PR #1530, opened 2023-08-18
Update gcc version check in CMakeLists.txt.

greg7mdp:
I missed this change with the C++20 switch.

### DIFF
--- a/CMakeLists.txt
+++ b/CMakeLists.txt
@@ -37,8 +37,8 @@ set( LEAP_UTIL_EXECUTABLE_NAME leap-util )
 
 # http://stackoverflow.com/a/18369825
 if("${CMAKE_CXX_COMPILER_ID}" STREQUAL "GNU")
-    if (CMAKE_CXX_COMPILER_VERSION VERSION_LESS 10.5)
-        message(FATAL_ERROR "GCC version must be at least 10.5.0!")
+    if (CMAKE_CXX_COMPILER_VERSION VERSION_LESS 10.2)
+        message(FATAL_ERROR "GCC version must be at least 10.2.0!")
     endif()
 endif()
 
--- a/CMakeLists.txt
+++ b/CMakeLists.txt
@@ -37,8 +37,8 @@ set( LEAP_UTIL_EXECUTABLE_NAME leap-util )
 
 # http://stackoverflow.com/a/18369825
 if("${CMAKE_CXX_COMPILER_ID}" STREQUAL "GNU")
-    if (CMAKE_CXX_COMPILER_VERSION VERSION_LESS 9.0)
-        message(FATAL_ERROR "GCC version must be at least 9.0!")
+    if (CMAKE_CXX_COMPILER_VERSION VERSION_LESS 10.5)
+        message(FATAL_ERROR "GCC version must be at least 10.5.0!")
     endif()
 endif()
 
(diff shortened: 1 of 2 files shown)


greg7mdp:
@spoonincode it looks like the ubuntu 20.04 runner has gcc 10.3, which surprosed me because the [package](https://packages.ubuntu.com/focal-updates/devel/g++-10-x86-64-linux-gnu) lists 10.5. Do you know how to explain this discrepancy?

spoonincode:
The build platforms are cached to improve CI performance; the platform cache was probably built before Ubuntu 20.04 pushed out the upgrade to 10.5.

(the platform cache doesn't really help all that much for the current Ubuntu 20 & 22 environment since they do nothing more than install packages, but it can really be beneficial for something like the pinned builds or potentially other scenarios where we need to compile a whole toolchain to perform a build)

To investigate this theory more, we can take a look at the sha256 of the `ubuntu20.Dockerfile`: `2e38bdf1373bdc4de194c5a28480726a3b6d74ea3c249369f1fa4e8942f9614b`. You can also find this being used as the docker image tag name in the CI run, https://github.com/AntelopeIO/leap/actions/runs/5904908678/job/16017979866?pr=1530#step:2:19.

Then we can look up that image on github,
https://github.com/orgs/AntelopeIO/packages/container/builders/113490144?tag=2e38bdf1373bdc4de194c5a28480726a3b6d74ea3c249369f1fa4e8942f9614b
> 22 days ago 

I'm not sure how to determine when Ubuntu pushed out a particular package update? The best I could find was an acceptance of the 10.5 package on Jul 31 -- less than 22 days ago.
https://lists.ubuntu.com/archives/focal-changes/2023-July/042080.html

There are a couple things you can do to repopulate the cache. One is to just make a benign modification to `ubuntu20.Dockerfile`: add a comment, some whitespace, whatever, to change the hash of the file. The other is to remove the underlying image which will cause it to be rebuilt next time CI needs it. It seems you need to do that [from this page though](https://github.com/orgs/AntelopeIO/packages/container/builders/versions).
shot-2023-08-18_13-58-31
I'm not entirely sure what the permissions are on doing that (I think you can do that?). Be aware that deleting this while a CI workflow is running may break those running workflows as it pulls a resource out from under it, so maybe just eyeball that nothing else is running before doing that.

Either choice is fine.

CMakeLists.txt
```diff
@@ -37,8 +37,8 @@ set( LEAP_UTIL_EXECUTABLE_NAME leap-util )
 
 # http://stackoverflow.com/a/18369825
 if("${CMAKE_CXX_COMPILER_ID}" STREQUAL "GNU")
-    if (CMAKE_CXX_COMPILER_VERSION VERSION_LESS 9.0)
-        message(FATAL_ERROR "GCC version must be at least 9.0!")
+    if (CMAKE_CXX_COMPILER_VERSION VERSION_LESS 10.5)
```
spoonincode, line 40: I think Debian 11 is still on 10.2. Do we really feel we must have 10.5 over 10.x? A bit of a shame to block out Debian 11 unless we have reason to believe we need to.

greg7mdp: Probably 10.2 is fine. I'll update the check for 10.2, and try the `ubuntu20.Dockerfile` to regenerate!

heifner (approved):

What to do
Take from the listing above each line in which the string "days" is found.

Response for this exercise
> 22 days ago 
I'm not sure how to determine when Ubuntu pushed out a particular package update? The best I could find was an acceptance of the 10.5 package on Jul 31 -- less than 22 days ago.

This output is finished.